For determining accuracy, how could we know what the true value is? One way this is done in biomedical diagnostics is to compare the results of the test with results obtained using another method (or methods). Quite often these other methods are ‘gold standard’ techniques which are known to be highly accurate and precise for a certain measurement but are not widely used because they are less convenient or more expensive. The other alternative to estimate the accuracy of a test is to use a known standard in the measurement. For example, in a blood test where the concentration of a particular analyte is being measured then a measurement could also be made of serum which has had a known amount of the analyte added. In this way a standard has been produced to provide a theoretically true value.

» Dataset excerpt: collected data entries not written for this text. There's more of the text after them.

PR #3001, opened 2019-05-08
Create public Asset and MutableAsset

wbinnssmith:
* Creates public `Asset` and `MutableAsset` interfaces and implementations, which prevent access to internal-only methods like `commit`, direct access to the `content` blob, the `Map`s used for dependency and connected files, etc.
	* Currently `MutableAsset` is only needed in `Transformer#transform`!
* Makes `CacheEntry` an internal-only type
* Removes unused `TransformFinishedEvent` (cc @DeMoorJasper ?) which exposed a `CacheEntry`
* Fixes types in `TransformerRunner` and normalizes all returned types to `TransformerResults`

Test Plan: flow, lint, test. Manual test with the simple example.

### DIFF
--- a/packages/core/core/src/BundleGraph.js
+++ b/packages/core/core/src/BundleGraph.js
@@ -1,6 +1,7 @@
 // @flow strict-local
 
-import type {Asset, GraphTraversalCallback} from '@parcel/types';
+import type {GraphTraversalCallback} from '@parcel/types';
+import type Asset from './Asset';
 import type {Bundle, BundleGraphNode} from './types';
 
 import Graph from './Graph';
--- a/packages/core/core/src/public/Asset.js
+++ b/packages/core/core/src/public/Asset.js
@@ -1,0 +1,145 @@
+// @flow strict-local
+// flowlint unsafe-getters-setters:off
+
+import type {Readable} from 'stream';
+
+import type {
+  Asset as IAsset,
+  AST,
+  Config,
+  Dependency,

How accurate a measurement is can be described by the percentage error of the measurement. This is given by the formula:

Percentage error (%) = \frac{\text{measured value - true value}}{\text{true value}} × 100

You will notice from this formula that it is possible to get a negative error depending on the magnitude of the measured value. This can be useful to know but quite often percentage error is calculated and reported using the absolute value:

Percentage error (%) = \vert\frac{\text{measured value - true value}}{\text{true value}}\vert × 100

Also, it is worth noting that you will occasionally see the same information expressed as relative percentage accuracy:

Relative accuracy (%) = \vert\frac{\text{true value - (true value - measured value)}}{\text{true value}}\vert × 100

Precision provides us with an indication of how repeatable or reliable our measurement is. If we only take one measurement, the reliability or certainty surrounding that measurement is zero – we have no idea how a precise the measurement is. So, in order to determine precision, we need to take multiple measurements and then need a way of expressing how close the measured values are to each other.

This is known as variability and there are several ways of expressing variability (see the earlier section on describing variations in data). The most useful measure of variability in most cases is the standard deviation. So, the magnitude of the standard deviation for a set of repeated measures provides an indication of the precision of the measurement. The higher the standard deviation the greater the variability of the data and therefore the less precise the measurement. Once we have an estimate of the precision of a particular measurement, we have an estimate of how reliable our data is.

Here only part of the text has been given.